Restate the records so that not a single word differs.

[Records excerpted from a collection]
================

PR #1325, opened 2019-06-17
Fix typo in vault Decrypt Secrets command

ThomasF34:
## What does this PR do ?

Fix two typo errors in the decrypt secret command : The message was "Successfully encrypted" while it should be "Successfully decrypted"


Aschen:
I put theses fix in this PR on the vault encryption: https://github.com/kuzzleio/kuzzle/pull/1326

PR #1326, opened 2019-06-17
Fix vault encryption

Aschen:
## What does this PR do ?

When encrypting data with the vault, I only save the result of `cipher.final` but for data bigger than the key size we also have to save the result of `cipher.update` and concat it with `cipher.final`

## Other changes

  - use 16 random bytes as IV instead of hex representation of 8 random bytes
  - fix typo from https://github.com/kuzzleio/kuzzle/pull/1325

### DIFF
--- a/.travis.yml
+++ b/.travis.yml
@@ -41,7 +41,7 @@ jobs:
         sonarqube: true
 
       cache:
-        directories: 
+        directories:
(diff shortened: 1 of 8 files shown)


Aschen:
> You have to update the version in package.json (execute `npm version patch`)

@scottinet done :+1:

================

■ TASK ANSWER:
PR #1325, opened 2019-06-17
Fix typo in vault Decrypt Secrets command

ThomasF34:
## What does this PR do ?

Fix two typo errors in the decrypt secret command : The message was "Successfully encrypted" while it should be "Successfully decrypted"


Aschen:
I put theses fix in this PR on the vault encryption: https://github.com/kuzzleio/kuzzle/pull/1326

PR #1326, opened 2019-06-17
Fix vault encryption

Aschen:
## What does this PR do ?

When encrypting data with the vault, I only save the result of `cipher.final` but for data bigger than the key size we also have to save the result of `cipher.update` and concat it with `cipher.final`

## Other changes

  - use 16 random bytes as IV instead of hex representation of 8 random bytes
  - fix typo from https://github.com/kuzzleio/kuzzle/pull/1325

### DIFF
--- a/.travis.yml
+++ b/.travis.yml
@@ -41,7 +41,7 @@ jobs:
         sonarqube: true
 
       cache:
-        directories: 
+        directories:
(diff shortened: 1 of 8 files shown)


Aschen:
> You have to update the version in package.json (execute `npm version patch`)

@scottinet done :+1:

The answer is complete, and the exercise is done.